На этом фоне венгерские военнопленные, которые в русском плену приобрели крайне радикальные взгляды, стремились склонить общественность на свою сторону и привести к власти коммунистов-большевиков.
Будапешт был переполнен бунтовщиками, революционерами и преступниками, нация истекала кровью. Но единственной новостью, которая хоть что-то значила для Марицы, было то, что ее муж, лейтенант, вернувшийся с фронта и обнаруживший, что она сбежала, дал ей развод.
Все эти месяцы, проведенные в Надьреве, Марица жила с Михаем в гражданском браке. Официально она все еще находилась замужем за лейтенантом из Будапешта, по этой причине она могла иметь с Михаем именно такие отношения. Однако она была серьезно разочарована тем, что с ней обращались не так, как если бы она была настоящей женой Михая. Возвращаясь в Надьрев, она рассчитывала совсем на другое. Ей рисовались совершенно иные картины, нежели те, свидетелем которых она стала. Все ее честолюбивые мечты развеялись как дым. Самое неприятное заключалось в том, что, как бы Марица ни старалась, эта ситуация не исправлялась. Деревенские относился к ней сейчас с тем же презрением, с каким относились и тогда, когда она уезжала двадцать лет назад, и это приводило ее в настоящую ярость.
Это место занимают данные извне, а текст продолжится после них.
PR #36, opened 2015-10-19
Added single-line comments

blablatros:
This is just a quick fix, I am not that familiar with Atom internals.

* Added a match for single-line comments
* Created `.comment` style that applies to all comments (block and single-line)

### DIFF
--- a/grammars/asciidoc.cson
+++ b/grammars/asciidoc.cson
@@ -85,6 +85,14 @@
     ]
   }
 
+  # Matches single line comments
+  #
+  # // A single-line comment
+  {
+      'match': '^\/\/.*$'
+      'name': 'markup.block.asciidoc'
+  }
+
   # Matches example block
   #
   # Examples
--- a/grammars/asciidoc.cson
+++ b/grammars/asciidoc.cson
@@ -89,7 +89,7 @@
   #
   # // A single-line comment
   {
-      'match': '^\/\/.*$'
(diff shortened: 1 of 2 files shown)


blablatros:
I need to amend this one to match single-line comments that start with whitespace...

nicorikken:
Hi @blablatros Too bad this pull request has been out for so long. I'd like have this feature in my editor, so thanks for your contribution. Let me help speed it up, by giving some feedback. I tested your master branch using the following lines:
```
/ test0
/test1
//
// test2
//test3
/// test4
///test5
```
Which asciidoctor renders to:
`/ test0 /test1 /// test4 ///test5`

Taking this as the truth, it seems that the space trailing the two slashes is not required for detection.
The match would then have to be like: `'match': '^\/{2}.*$'` or your original `'match': '^\/\/.*$'`. Can you explain your change to the trailing whitespace requirement?

Similarly it would be great if you could add some tests (in spec/asciidoc-spec.coffee), so that other contributors can ensure they are not breaking the comment feature. When editing the package in Atom, you can run the current package specs via the command pallet.

If I can help out in any way, please let it know.

mojavelinux:
> Taking this as the truth, it seems that the space trailing the two slashes is not required for detection.

Correct.

nicorikken:
Handled in PR #61 which has just been merged. Therefore I'll close this PR.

Иногда бессонными ночами Марицу охватывало сожаление о том, что она уехала из Будапешта. Да, это правда, что ей было там скучно и к тому же одиноко. Да, они с мужем были вместе только половину времени от их семейной жизни, другую половину ее муж был вынужден провести на фронте. Да, те проблемы, с которыми она встретилась в столице, не поддаются описанию. Марица поклялась себе никогда не упоминать об этом ужасе, и она сдержала свое обещание. Но наряду с этим следовало признать, что она была женой известного в столичных кругах человека, что помогло ей выбиться в свет. А именно этого она и добивалась всю свою жизнь. Она всегда, с тех пор, как только научилась ходить, мечтала докарабкаться до достойного социального статуса. Это заняло у нее много времени, но она смогла добиться того положения в обществе, которого она, по ее твердому убеждению, заслуживала.
Теперь у Марицы появилась реальная возможность выйти замуж за Михая. Теперь для этого не существовало никаких препятствий. И если жители деревни вслед за этим не станут открыто выражать ей уважение, у нее будет полное право потребовать от них изменить свое отношение к ней.
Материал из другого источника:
Issue #9, opened 2015-04-16
List with bold is not correctly highlighted


alefragnani:
Hi,

When I use a list with bold at the beginning, the bold is not correctly highlighted. Look at the code below:

![print-asciidoc-list-bold](https://cloud.githubusercontent.com/assets/3781424/7171837/40e6c3be-e3b4-11e4-9d42-757e7a8d5a1f.png)

The asciidoc-preview package otherwise, shows correctly.

Thanks

antonmoiseev:
I see, thank you for reporting this! We'll take a look.

nicorikken:
This requires a change in this part of the language definition: https://github.com/asciidoctor/atom-language-asciidoc/blob/master/grammars/asciidoc.cson#L277-L309

nicorikken:
I started working on this issue, learning Ruby regex's on the job. It seems I basically have to exclude the bullet matches, both before and after the bold section. If somebody is eager to help, you can start hacking around at http://rubular.com/ for starters.

nicorikken:
The regex `(?:^|\s|(?:^\s*[\*]{1,5}[\s]))(\*[^\s^\*]+[^\*]*\*)(?:\s|$)` seems to be working fine, although non-capture groups are clearly not the right solution. This will have to be transformed to lookahead and lookbehind statements, although in particular the lookbehind is difficult as not all regex-features are allowed.

mojavelinux:
>  learning Ruby regex's on the job

:+1:  That's how we roll around here ;)

nicorikken:
@mojavelinux Does there happen to be a repository of asciidoc(tor) related regex's?

mojavelinux:
You can find most of them in constants in the following file:

https://github.com/asciidoctor/asciidoctor/blob/master/lib/asciidoctor.rb#L398-L1099

nicorikken:
Nailed it! I'll add some of my in-progress-tests and make a pull request. Also got some additional grammar improvements underway as well. `(?<=^|\\s)(\\*[^\\s^\\*][^\\*]*\\*)(?=\\s|$)`

mojavelinux:
Great job!

nicorikken:
I do have one additional test, which does work in the editor, but fails via the spec file. A bit of an edge-case though:

mojavelinux:
I'm not quite sure I understand this test. Is this the sample text?

```
* *Not bold
text*
```

[...]

PR #45, opened 2016-03-24
fix: list with bold highlighting

nicorikken:
In lists with bold content the highlighting now
works correctly. Some edge-cases were added to the
tests to help with future changes.


nicorikken:
Regarding issue 9: https://github.com/asciidoctor/atom-language-asciidoc/issues/9

nicorikken:
When can I expect this to be merged? Because I found some edge-cases involving punctuation marks behind the last asterisk.

mojavelinux:
@antonmoiseev Do you have time to merge? If you need more assistance, we could consider expanding the merge team.

nicorikken:
This pull request can be held for now, as I want to incorporate the formatting definitions as hinted by @mojavelinux in pull request #47.

grammars/asciidoc.cson
```diff
@@ -303,7 +303,7 @@
       #
       #   *bold phrase*
       {
-        'match': '(?<=^|\\s)(\\*[^\\*]+\\*)'
+        'match': '(?<=^|\\s)(\\*[^\\s^\\*][^\\*]*\\*)(?=\\s|$)'
```
mojavelinux: I think the final group should be:

```
(?= |\\t|$)
```

We want to match spaces and tabs but not other forms of whitespace. Technically, the result is probably the same since as far as understand the grammar matches per line, but this communicates the intent better.

nicorikken:
Next fix would be to neglect bullets from the start of the line, as currently bulleted lists are taken as multi-line bold content.

mojavelinux:
Exactly. We need to crack this nut of how to only match blocks at the left margin and other scoping rules. Once we start adding that, this will be the best syntax highlighter for AsciiDoc out there.

nicorikken:
That would involve some regex duplication and nesting. It should just be the logical combination of other cases.

nicorikken:
It seems the highlighting for the last commit works nicely in practice, but the spec still fails, as it tokenizes
`*** Level 3
**`
as bold, even though this is initiated by regular bullets.

mojavelinux:
It seems like scopes may resolve the last example you gave. If we match for a bullet item first, then pass the content to the inline rules, it should stop trying to match on the bullet markers.

mojavelinux:
That's basically how the Asciidoctor parser works. It looks for block-level items, then it parses the content and down and down it goes.

nicorikken:
I've based my next iteration on the nesting. It does seem to fail in the sense that the sidebar block is parsed using the bold inline parsers, and the same goes for the lists. At least, that's what the package specs are saying. The highlighting does however seem to work just fine.

Second to that, I am wondering whether or not I should include the macro (and alike) exclusion which are present at the start of the asciidoctor.rb regexes (like `\\?(?:\[([^\]]+?)\])?`). Maybe proper ordering inside the inline patterns repository could avoid unnecessary complication (and duplication) of regexes in this way.

Please share your thoughts and/or check out this branch to give it a go.

mojavelinux:
> Maybe proper ordering inside the inline patterns repository could avoid unnecessary complication...

I think we definitely need to review the ordering of elements the grammar.

> I am wondering whether or not I should include the macro (and alike) exclusion which are present at the start of the asciidoctor.rb regexes

I'm not sure what you mean by macro exclusion. Do you mean the match of the optional attribute list? We definitely need to start matching the full form, which is:

```
[<attrlist>]`<text>`
```

mojavelinux:
We should definitely looking for blocks before inlines. The grammar file is the reverse of what it should be. If we first match for the blocks, then that should allow the inline matches to be simplified.

nicorikken:
Indeed I meant attributes (still having to get familiar with the advanced features of AsciiDoc). It does relate to the object at hand, but maybe it shouldn't be included in the highlighter, but it should have it's own highlighter. Another option would be to included it in the parsing, and hand it over to a separate highlighter, to provide more context on the attributes.

I'll have to give it some prototyping to see if a reordering will succeed, or if it will fail on other parts. Moving the inline patterns to the end of the main lists should then solve this issue, allowing less complicated regex's.

nicorikken:
I reversed the pattern order, which makes all the tests succeed :smile:
Now I can reintroduce the attribute neglecting regex-parts, and clean it all up.

mojavelinux:
> Indeed I meant attributes (still having to get familiar with the advanced features of AsciiDoc).

Don't worry, I'm still trying to clarify all the terminology. We're both learning.

> Another option would be to included it in the parsing, and hand it over to a separate highlighter, to provide more context on the attributes.

I think this is the right choice. We should match the whole expression, then pass the attribute list part to a subpattern to parse out the list. At the moment, the only syntax permitted for inlines are `[role]`, `[role1 role2]` or `[.role#id]`. In other words, only roles and ids atm, not arbitrary key/value pairs.

> Now I can reintroduce the attribute neglecting regex-parts, and clean it all up.

\o/

nicorikken:
Just added the `asciidoctor.rb` based attribute regex. Will have to handle the capture groups the right way. @mojavelinux then I'll capture it and pass it on.

mojavelinux:
:+1:

Now that we know we are using the [oniguruma regex engine](https://github.com/atom/node-oniguruma), I wonder if we can simplify the following expression:

```
[\\S\\s]
```

to

```
.
```

The `[\S\s]` is a trick in the JavaScript regex engine to match all characters across all lines. We also know that `match` only looks at one line at a time, making it even more unnecessary.

nicorikken:
Selection works, now I'll have to dispatch it to the associated pattern. Documentation in the Asciidoctor manual: http://asciidoctor.org/docs/user-manual/#setting-attributes-on-an-element There seem to be multiple regexes related to style attributes (quotes, admonition), but none specific to roles. Am I overlooking something?

mojavelinux:
The documentation about attributes somewhat misleading at the moment. Attribute lists really only apply to blocks, block macros and inline macros. What the attribute list on formatted text accepts is very different at the moment. It only accepts a list of roles and/or an id. The documentation needs to be updated to reflect this.

For now, I wouldn't worry about parsing the attribute list on formatted text. I just recommend wrapping a scope around the attribute list and call it a day for now.

spec/asciidoc-spec.coffee
```diff
@@ -16,11 +16,142 @@ describe "AsciiDoc grammar", ->
...
+
+    it "when text is '*bold text*'", ->
+      {tokens} = grammar.tokenizeLine("*bold text*")
+      expect(tokens.length).toEqual 1
+      expect(tokens[0]).toEqual value: "*bold text*", scopes: ["source.asciidoc", "markup.bold.asciidoc"]
+
+    it "when text is '*bold*text*'", ->
+      {tokens} = grammar.tokenizeLine("*bold*text*")
+      expect(tokens.length).toEqual 1
+      expect(tokens[0]).toEqual value: "*bold*text*", scopes: ["source.asciidoc"]
```
nicorikken: It seems this should render *bold*text* als bold, but somehow it doesn't. I'll have to look into this.

nicorikken:
@ldez I've included your bold-tests from your PR #51

nicorikken:
If others agree, I'd like to merge this for now, aiming to fix the `*bold*text*` and multi line tests at a later stage.

grammars/asciidoc.cson
```diff
@@ -291,21 +285,41 @@ patterns: [
...
+      }
+
       # Matches bold constrained phrases
       #
       # Examples
       #
       #   *bold phrase*
       {
-        'match': '(?<=^|\\s)(\\*[^\\*]+\\*)'
+        # asciidoctor.rb: /(^|[^\w;:}])(?:\[([^\]]+?)\])?\*(\S|\S[\s\S]*?\S)\*(?![\w])/m
```
ldez: You have a forgotten code comment.

grammars/asciidoc.cson
```diff
@@ -291,21 +285,41 @@ patterns: [
...
   'inline':
     'patterns': [
 
+      # Matches bold unconstrained phrases
+      #
+      # Examples
+      #
+      #   b**old** phrase
+      {
+        # asciidoctor.rb: /\\?(?:\[([^\]]+?)\])?\*\*([\s\S]+?)\*\*/m
```
ldez: Same thing : forgotten comment

ldez:
There is many TODO, you are sure to want merge with those comments ?

nicorikken:
@ldez I kept the asciidoctor.rb comments intentionally, but for cleanness I can of course remove them. Regarding the remaining TODO's, the multi-line requires a more extensive rewrite (begin and end). The ´*bold*text*´ is something that should be working for this match version as well. Not sure about merging. I can of course keep working on this issue in this branch, getting it to a better state. It's more that I've satisfied the initial goals.

ldez:
Add comments and todo on main branch is not a good idea I think.
Merge a clean PR (without comments and todo) as a baby step seems a good idea.

mojavelinux:
I think it's safe to remove the comments about asciidoctor.rb. What's most useful are the examples.

I noticed from the javascript language grammar file that there is a space for a comment in the definition. Perhaps we could use that to describe what is being matched. (See https://github.com/atom/language-javascript/blob/v0.118.0/grammars/javascript.cson#L30)

nicorikken:
@ldez Alright, I'll bite the bullet and perfect this branch before merging then.
@mojavelinux Using the comment feature seems like a good practice, making it machine parsable, say for generating test-cases.
I just added and perfected the unconstrained fix as suggested in #64 Now I need to doe the same for the constrained match.

nicorikken:
This final commit should do the job. Test-cases added, cleaned up, and TODO list elements added, as I ran into a regex issue with the associated asterisk. How is this for a PR?

grammars/asciidoc.cson
```diff
@@ -7,17 +7,11 @@ fileTypes: [
...
 ]
 
-patterns: [
-
-  # Includes inline patterns, see repository section below.
-  {
-    include: '#inline'
-  }
-
+'patterns': [
```
ldez: you can remove single quote here

grammars/asciidoc.cson
```diff
@@ -291,21 +300,47 @@ patterns: [
     'captures':
       '1': 'name': 'markup.list.bullet.asciidoc'
   }
+
+  # Includes inline patterns, see repository section below.
+  {
+    'include': '#inline'
```
ldez: if you want to move this include, put this include in the repository

nicorikken: What do you mean here? Because if I put the `include` in the `repository`, it will be a cyclical reference.

ldez: Sorry forgot my remark. I've bugging. My minds work in "generator mode" :wink:

ldez: But why you have move this include ?

nicorikken: Good for you. I have to get used to 'generator mode'. Glad it isn't as nested and badly named as Ansible deploy definitions.
I've moved the include as reordering was the most neat and convenient way to get around the issue of bulleted lists getting recognized as bold content. Negatively matching the bullets of the list results in a very nasty regex, which is hard to debug. The required complexity was over my head at least. So by reordering, the lists are matched first, and second bold content is located. This works beautifully, and I haven't discovered any breakage as a result of the reordering.

ldez:
I think you split tests files in multiple files like that:
- `spec/asciidoc-bold-spec.coffee`
- `spec/asciidoc-spec.coffee`

nicorikken:
PR replaced by PR #69

nicorikken:
PR #69 was merged, so this one can be closed.

mojavelinux:
Absolutely incredible @ldez and @nicorikken! The AsciiDoc language support in Atom just :rocket: off!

Однако после того, как одна проблема была благополучно решена, неожиданно возникла новая. В общем потоке телеграмм, которые стали наводнять деревенское отделение почты и телеграфа в послевоенном хаосе (секретарь сельсовета Эбнер ежечасно получал последние известия о нестабильной политической ситуации в стране), пришла телеграмма от Шандора-младшего. Управление городского транспорта Будапешта признало его «непригодным к исполнению своих служебных обязанностей», и он возвращался домой.
9
«Марсельский уксус» (другие названия: уксус четырех воров, марсельское лекарство, профилактический уксус, камфорная уксусная кислота) – смесь уксуса с красным или белым вином или сидром, настоянная на травах, специях или чесноке; как считалось, эта смесь могла защитить от чумы.
10
Исследователи сходятся во мнении, что в Австро-Венгрии во время Первой мировой войны было мобилизовано до 9 миллионов человек, погибло около 1,5 миллиона военнослужащих.
11
Деревенский глашатай – житель деревни, которому поручалось делать на улицах публичные объявления, сообщать о распоряжениях местных властей, информировать о важных событиях.
12
Королевство Венгрия было провозглашено Иштваном Святым, принявшим титул короля, в 1001 году.